EXERCISE REQUIREMENTS - Find out how many lines in the records have the string "otherwise" in them, and state only that number.

═════ PROVIDED INFORMATION

PR #440, opened 2023-03-06
Change AuthenticationBackend `authenticate` signature to support OAuth

aminalaee:
Closes https://github.com/aminalaee/sqladmin/issues/442

### DIFF
--- a/docs/authentication.md
+++ b/docs/authentication.md
@@ -13,9 +13,10 @@ The class `AuthenticationBackend` has three methods you need to override:
 * `logout`: Will be called only for the logout, usually clearin the session.
 
 ```python
+from typing import Optional
+
 from sqladmin import Admin
 from sqladmin.authentication import AuthenticationBackend
-
 from starlette.requests import Request
 from starlette.responses import RedirectResponse
 
@@ -36,14 +37,13 @@ class AdminAuth(AuthenticationBackend):
         request.session.clear()
         return True
 
-    async def authenticate(self, request: Request) -> bool:
+    async def authenticate(self, request: Request) -> Optional[RedirectResponse]:
         token = request.session.get("token")
 
         if not token:
             return RedirectResponse(request.url_for("admin:login"), status_code=302)
 
-        # Check the token
-        return True
+        # Check the token in depth
 
 
 authentication_backend = AdminAuth(secret_key="...")
@@ -56,6 +56,8 @@ admin = Admin(app=..., authentication_backend=authentication_backend، ...)
 ??? example "Full Example"
 
     ```python
+    from typing import Optional
+
     from sqladmin import Admin, ModelView
     from sqladmin.authentication import AuthenticationBackend
     from sqlalchemy import Column, Integer, String, create_engine
@@ -91,7 +93,7 @@ admin = Admin(app=..., authentication_backend=authentication_backend، ...)
             request.session.clear()
             return True
 
-        async def authenticate(self, request: Request) -> RedirectResponse:
+        async def authenticate(self, request: Request) -> Optional[RedirectResponse]:
             if not "token" in request.session:
                 return RedirectResponse(request.url_for("admin:login"), status_code=302)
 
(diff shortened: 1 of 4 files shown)


simonsax:
Hi @aminalaee 

Thank you so much for your effort. I finally had time to test it (according to your gh-docs). But unfortunately it did't work for me.

- I'm not redirected to the auth_provider (in case no user is in the session) 
- I'm redirected to the admin backed regardless (if user is in session or not)

If I hit the login endpoint directly I get also this error message `authlib.integrations.base_client.errors.MismatchingStateError: mismatching_state: CSRF Warning! State not equal in request and response.`

as it is just one file I pasted the whole code below for reproduction (I only removed SSO credentials and installed fastapi, sqladmin  & authlib). 

In case I can help you, just let me know (but I'm not very experienced and learning day by day). And I'm definitely going to buy you a coffee for your help!

Do you spot the problem? Thanks and BR

```
from typing import Optional
from authlib.integrations.starlette_client import OAuth
from sqladmin.authentication import AuthenticationBackend
from starlette.applications import Starlette
from starlette.middleware.sessions import SessionMiddleware
from starlette.responses import RedirectResponse, Response
from fastapi import FastAPI

app = FastAPI()
app.add_middleware(SessionMiddleware, secret_key="test")

oauth = OAuth()
oauth.register(
    'google',
    client_id="...",
    client_secret="...",
    server_metadata_url="...",
    client_kwargs={
        'scope': 'openid email profile',
        'prompt': 'select_account',
    },
)
google = oauth.create_client('google')


Base = declarative_base()
engine = create_engine(
    "sqlite:///example.db",
)


class User(Base):
    __tablename__ = "users"

    name = Column(String)


class AdminAuth(AuthenticationBackend):
    async def login(self, request: Request) -> bool:
        return True

    async def logout(self, request: Request) -> bool:
        request.session.clear()
        return True

    async def authenticate(self, request: Request) -> Optional[RedirectResponse]:
        user = request.session.get("user")
        if not user:
            redirect_uri = request.url_for('login_google')
            return await google.authorize_redirect(request, redirect_uri)


admin = Admin(app=app, engine=engine, authentication_backend=AdminAuth("test"))


    def is_visible(self, request: Request) -> bool:
        return True

    def is_accessible(self, request: Request) -> bool:
        return True

admin.add_view(UserAdmin)

#also tried with @app.get('/auth/google')
@admin.app.route("/auth/google")
async def login_google(request: Request) -> Response:
    token = await google.authorize_access_token(request)
    user = token.get('userinfo')
    print(user)
    if user:
        request.session['user'] = user
    return RedirectResponse(request.url_for("admin:index"))
```

NikitaZakharov:
Hi @aminalaee 
Thanks for a great tool!

This doesn't look safe for me to authenticate user if return value is not `Response` type especially for devs that will upgrade from <0.10.0. 
Maybe if return value is not `Response` type then it's better to check that at least `bool(response) is True` ? 
It looks safer and at the same time is not a breaking change/vulnerability for devs who upgrade from <0.10.0.

aminalaee:
Hey @NikitaZakharov ,
Can you explain what is not safe? Maybe with a a sample code?
There's already a check doing `isinstance(resp, Response)` to make sure a response is returned.

NikitaZakharov:
@aminalaee 
So before it was pretty straightforward - to determine if user is authenticated we just check whether return value is true or false. Currently it's a requirement to return `Response` in order to properly handle authentication check. What bothers me is upgrading to 0.10.0 from previous versions might lead to always-authenticated issue. Also the idea that any non-Response return value triggers authentication check to be skipped makes me feel a bit unsafe. 

What if we just always expect `Response` type return value and otherwise just raise an error?

Current
```python
response = await auth_backend.authenticate(request)
if response and isinstance(response, Response):
    return response
# else we just skip authentication check and show admin page    
```

Suggested
```python
response = await auth_backend.authenticate(request)
if response and isinstance(response, Response):
    return response
raise Exception('Response instance expected')    
```

aminalaee:
hmm, yeah it is very implicit and the docs only mentions the Response object, but the code doesn't enforce it,
I think that's a good idea, feel free to create a PR with a simple test to cover it, otherwise I can take a look later.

══════════

OUTPUT FOR THIS TASK - 2